Non siamo del tutto sicuri che in questo momento ci possa essere la domanda per tutto questo nuovo debito. Dato che gli Stati Uniti hanno evitato solo di poco un default del debito e hanno scosso gli investitori, questi potrebbero non essere così desiderosi di acquistare nuovo debito.

Se non ci fossero abbastanza acquirenti, i prezzi tenderebbero a scendere e ovviamente i rendimenti a crescere. Questo aumenta ovviamente il costo che il governo dovrà pagare. Di riflesso aumenterebbe quindi anche il prezzo che tutti pagano per tutto, dai prestiti auto ai mutui e tutto il resto.

E’ noto in fatti che le aspettative sui tassi di interesse a breve termine possono influenzare i comportamenti dei consumatori, mentre i costi governativi più elevati ricadrebbero sulle banche e infine sui consumatori.

Quando poi i tassi di interesse più elevati vengono trasferiti anche alle imprese e ai consumatori, i profitti aziendali e la fiducia degli investitori nell’economia possono risentirne. Questo tende chiaramente ad avere un effetto deprimente sul mercato azionario. In altre parole, un drenaggio di liquidità potrebbe danneggiare il mercato azionario.

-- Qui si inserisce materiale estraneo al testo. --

PR #501, opened 2019-02-26
Fix metrics NaN issue

eyalkoren:
Not the prettiest, but given the way our metrics serialization is working, it is a simple solution without extra allocation. 
It may send empty metrics sets if ALL have `NaN` values but I decided it doesn't make sense to compromise performance or code simplicity for this unexpected extreme (should't cause an error, just send empty data event)

### DIFF
--- a/apm-agent-core/src/main/java/co/elastic/apm/agent/report/serialize/MetricRegistrySerializer.java
+++ b/apm-agent-core/src/main/java/co/elastic/apm/agent/report/serialize/MetricRegistrySerializer.java
@@ -69,29 +69,39 @@ public class MetricRegistrySerializer {
         final int size = samples.size();
         if (size > 0) {
             final Iterator<Map.Entry<String, DoubleSupplier>> iterator = samples.entrySet().iterator();
-            Map.Entry<String, DoubleSupplier> kv = iterator.next();
-            serializeSample(kv.getKey(), kv.getValue().get(), jw);
-            for (int i = 1; i < size; i++) {
-                jw.writeByte(JsonWriter.COMMA);
+            String key = null;
+            double value = Double.NaN;
+            Map.Entry<String, DoubleSupplier> kv;
+            while (iterator.hasNext() && !isValid(value)) {
                 kv = iterator.next();
-                serializeSample(kv.getKey(), kv.getValue().get(), jw);
+                key = kv.getKey();
+                value = kv.getValue().get();
+            }
+            if (isValid(value)) {
+                serializeSample(key, value, jw);
+                while (iterator.hasNext()) {
+                    kv = iterator.next();
+                    value = kv.getValue().get();
+                    if (isValid(value)) {
+                        jw.writeByte(JsonWriter.COMMA);
+                        serializeSample(kv.getKey(), value, jw);
+                    }
+                }
             }
         }
         jw.writeByte(JsonWriter.OBJECT_END);
+    }
+
+    private static boolean isValid(double value) {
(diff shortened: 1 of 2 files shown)


apm-agent-core/src/main/java/co/elastic/apm/agent/report/serialize/MetricRegistrySerializer.java
```diff
@@ -69,29 +69,39 @@ private static void serializeSamples(Map<String, DoubleSupplier> samples, JsonWr
...
+            Map.Entry<String, DoubleSupplier> kv;
+            while (iterator.hasNext() && !isValid(value)) {
                 kv = iterator.next();
-                serializeSample(kv.getKey(), kv.getValue().get(), jw);
+                key = kv.getKey();
+                value = kv.getValue().get();
+            }
+            if (isValid(value)) {
+                serializeSample(key, value, jw);
+                while (iterator.hasNext()) {
```
felixbarny: I found the code a bit hard to follow. Especially because there is not a clear separation of where the first value is serialized and where the rest is serialized. I think a simple change would help: move the `while (iterator.hasNext())` and the corresponding scope out of the `if (isValid(value))` scope and move the serialization of the first value to the first loop. You can then also use separate local variables which are scoped inside the loop. T

```java
            // serialize first valid value
            while (iterator.hasNext() && !isValid(value)) {
                Map.Entry<String, DoubleSupplier> kv = iterator.next();
                double value = kv.getValue().get();
                if (isValid(value)) {
                    serializeSample(kv.getKey(), value, jw);
                }
            }

            // serialize rest
            while (iterator.hasNext()) {
                Map.Entry<String, DoubleSupplier> kv = iterator.next();
                double value = kv.getValue().get();
                if (isValid(value)) {
                    jw.writeByte(JsonWriter.COMMA);
                    serializeSample(kv.getKey(), value, jw);
                }
            }
```

This has equal semantics, but you can reason about the logic for serializing the first and subsequent values independently. Reducing the scope of the local variables also supports that. Another benefit is that the serialization of the first vs the subsequent values look really similar so it's easier to spot what the differences are. Another minor benefit is that this reduces the nesting level by one.

eyalkoren:
@kuisathaverat is there a way to trigger a build in the CI through GH comment?

kuisathaverat:
jenkins run the tests

mierzej91:
Is this fix implemented? I used APM agent in version 1.18.0 and I still got this error

`{ "message": "failed to validate metricset: error validating JSON: I[#] S[#] doesn't validate with \"metricset#\"\n  I[#] S[#/allOf/5] allOf failed\n    I[#/samples/example.met.processing/value] S[#/allOf/5/properties/samples/patternProperties/%5E%5B%5E%2A%22%5D%2A$/properties/value/type] expected number, but got string",

  "document": "{\"metricset\":{\"timestamp\":1601377271199000,\"tags\":{\"command\":\"ExamleCommand\",\"status\":\"*\"},\"samples\":{\"example.met.processing\":{\"value\":\"NaN\"}}}}"}`

eyalkoren:
@mierzej91 this was merged long ago.

Can https://github.com/elastic/apm-agent-java/pull/1419 be related to what you are seeing? If so, please try to [download](https://apm-ci.elastic.co/blue/organizations/jenkins/apm-agent-java%2Fapm-agent-java-mbp/detail/PR-1419/2/artifacts) and test the related bugfix and see if the problem is resolved.

cc @SylvainJuge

Inoltre, il governo che emette tutto quel debito potrebbe limitare il denaro che altrimenti sarebbe fluito liberamente attraverso il sistema finanziario e potenzialmente utilizzato per acquistare azioni. Invece, quei soldi rimarranno al Dipartimento del Tesoro mentre gli investitori aspettano di riscuotere gli interessi sul debito pubblico.

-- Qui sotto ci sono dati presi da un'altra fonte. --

Issue #384, opened 2018-12-14
Automatically track spans in Servlet RequestDispatcher forwards/includes


jeremyfreedman-natgeo:
This is based on a discussion I had with Felix here:
https://discuss.elastic.co/t/apm-java-agent-startup-error-with-adobe-experience-manager

It would be great if the java APM agent automatically created spans anytime the Servlet RequestDispatcher does a forward or include.

At least for the product I am using this for (Adobe Experience Manager), providing those spans exposes great timing information about components that are rendered as part of a page.

eyalkoren:
related to https://github.com/elastic/apm-agent-java/issues/429

eyalkoren:
Implementation started at #557 with instrumenting the RequestDispatcher. Instead, we thought of using our existing doFilter and service instrumentation, ie do everything through `ServletApiAdvice`:
On method enter and exit, add a `@Nullabale @Advice.Local("span") Span span`.
On method enter, we will rely on `javax.servlet.ServletRequest#getDispatcherType` to decide if this is a transaction, or a forward/include/error span. If the DispatcherType is `FORWARD`, `INCLUDE` or `ERROR`, AND `tracer.currentTransaction()!=null`, we will start and activate a span, unless the current span has the same servletPath and pathInfo.
On method exit, if the span is not null, deactivate it and end it.

lreuven:
@eyalkoren any updated on this one?

eyalkoren:
@lreuven No, needs to be implemented as described above

PR #503, opened 2019-02-26
Task/429 servlet transaction

### LINKED ISSUE #429: Use JSP name for JSP-transactions instead of servlet name
For example- `GET TobBar.jsp` and `POST TopBar.jsp` instead of `TopBar_jsp#doGet` and `TopBar_jsp#doPost`

nugusbayevkk:
closes #429 and #384
I added instrumentation for getRequestDispatcher method of ServletRequest as a helper to store forward or include path.


nugusbayevkk:
screenshot from kibana[apm-server]:

apm-agent-plugins/apm-servlet-plugin/src/main/java/co/elastic/apm/agent/servlet/ForwardRequestDispatcherInstrumentation.java
```diff
@@ -0,0 +1,103 @@
...
+import javax.servlet.ServletRequest;
+import javax.servlet.http.HttpServletRequest;
+import java.util.Arrays;
+import java.util.Collection;
+
+import static net.bytebuddy.matcher.ElementMatchers.*;
+
+public class ForwardRequestDispatcherInstrumentation extends ElasticApmInstrumentation {
+
+    private static final String SPAN_TYPE = "template";
```
felixbarny: I'm not sure if `template` is appropriate here. We don't actually know if there is any template involved, right?

apm-agent-plugins/apm-servlet-plugin/src/main/java/co/elastic/apm/agent/servlet/ForwardRequestDispatcherInstrumentation.java
```diff
@@ -0,0 +1,103 @@
...
+                                          @Advice.Argument(0) @Nullable ServletRequest request) {
+            if (tracer == null || tracer.getActive() == null) {
+                return;
+            }
+            final TraceContextHolder<?> parent = tracer.getActive();
+
+            if (request != null && request instanceof HttpServletRequest) {
+                HttpServletRequest httpServletRequest = (HttpServletRequest) request;
+                String forwardServletPath = (String) httpServletRequest.getAttribute(RequestDispatcher.FORWARD_SERVLET_PATH);
+                span = parent.createSpan()
```
felixbarny: If the `RequestDispatcher` delegates calls to another `RequestDispatcher`, it would create two spans. The simplest way to avoid this is to check if the parent span has the same type as the one you are about to create.

apm-agent-plugins/apm-servlet-plugin/src/main/java/co/elastic/apm/agent/servlet/IncludeRequestDispatcherInstrumentation.java
```diff
@@ -0,0 +1,104 @@
...
+
+    @Override
+    public ElementMatcher<? super TypeDescription> getTypeMatcher() {
+        return not(isInterface())
+            .and(nameContainsIgnoreCase("dispatcher"));
+    }
+
+    @Override
+    public ElementMatcher<? super MethodDescription> getMethodMatcher() {
+        return named("include").and(takesArguments(2))
```
felixbarny: Instead of duplicating the instrumentation, I'd rather match "include" and "forward" and inject the actual method name by adding a `@Advice.Origin("#m") String method` parameter to the `@OnMethodEnter` method.

apm-agent-plugins/apm-servlet-plugin/src/main/java/co/elastic/apm/agent/servlet/ForwardRequestDispatcherInstrumentation.java
felixbarny: However, it might be a valid case to forward to a servlet which does another forward.

apm-agent-plugins/apm-servlet-plugin/src/main/java/co/elastic/apm/agent/servlet/ForwardRequestDispatcherInstrumentation.java
nugusbayevkk: yes, you are right. i had a question: what span_type we can use?
I found "template" and "db: span types in project.

apm-agent-plugins/apm-servlet-plugin/src/main/java/co/elastic/apm/agent/servlet/RequestDispatcherInstrumentation.java
```diff
@@ -0,0 +1,73 @@
...
+    public Class<?> getAdviceClass() {
+        return RequestDispatcherInstrumentation.RequestDispatcherAdvice.class;
+    }
+
+    public static class RequestDispatcherAdvice extends IncludeRequestDispatcherInstrumentation {
+        @Advice.OnMethodEnter(suppress = Throwable.class)
+        private static void beforeExecute(@Advice.Argument(0) @Nullable String path,
+                                          @Advice.This @Nullable Object thiz) {
+            if (thiz != null && thiz instanceof HttpServletRequest) {
+                ((HttpServletRequest) thiz).setAttribute(RequestDispatcher.FORWARD_SERVLET_PATH, (path != null) ? path : "");
```
felixbarny: Isn't that already done by the container?

felixbarny:
superseded by https://github.com/elastic/apm-agent-java/pull/557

Ma questo potrebbe anche avere importanti conseguenze per il settore bancario, che non dimentichiamo quest’anno ha lottato a causa di numerosi fallimenti bancari. Meno denaro che scorre attraverso il sistema finanziario sfiderà ulteriormente le banche già assediate. Ma queste potrebbero anche avere difficoltà a mantenere le proprie riserve di liquidità se molti investitori improvvisamente acquistassero i nuovi buoni del Tesoro a rendimento elevato, il che rappresenta un altro rischio per il mercato azionario.

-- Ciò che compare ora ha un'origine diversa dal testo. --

PR #508, opened 2019-03-01
[APM-CI] Store artifacts in Jenkins

kuisathaverat:
Store the APM Java agent jar file on each Jenkins build


felixbarny:
Thanks :)

eyalkoren:
@kuisathaverat @felixbarny do you think we should upload `apm-agent-attach-*.jar` as well?

felixbarny:
If you think it's useful, we can definitely do that :)

kuisathaverat:
I take note, I'll make it in a gap between things

PR #511, opened 2019-03-05
Consistently rename tags to labels in DslJsonSerializer

felixbarny:
Avoid allocation of tags iterator if there are no tags


apm-agent-core/src/main/java/co/elastic/apm/agent/report/serialize/DslJsonSerializer.java
```diff
@@ -658,7 +658,7 @@ private void serializeSpanContext(SpanContext context) {
                 jw.writeByte(COMMA);
             }
             writeFieldName("tags");
```
eyalkoren: Should we mark such places for a reminder to change on 2.0?

felixbarny: There is currently no concrete plan when the intake API will be changed.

La perdita di liquidità potrebbe essere un catalizzatore per un pullback del mercato azionario. Sempre storicamente, le perdite di liquidità non sono mai state di buon auspicio per i prezzi delle azioni.

Certo che se la crescita della seconda metà dell’anno dovesse accelerare nuovamente come previsto dai mercati, allora la narrativa rialzista utilizzata per sostenere i prezzi azionari si dimostrerà corretta. In caso contrario, molti investitori potrebbero anche avere un brusco risveglio.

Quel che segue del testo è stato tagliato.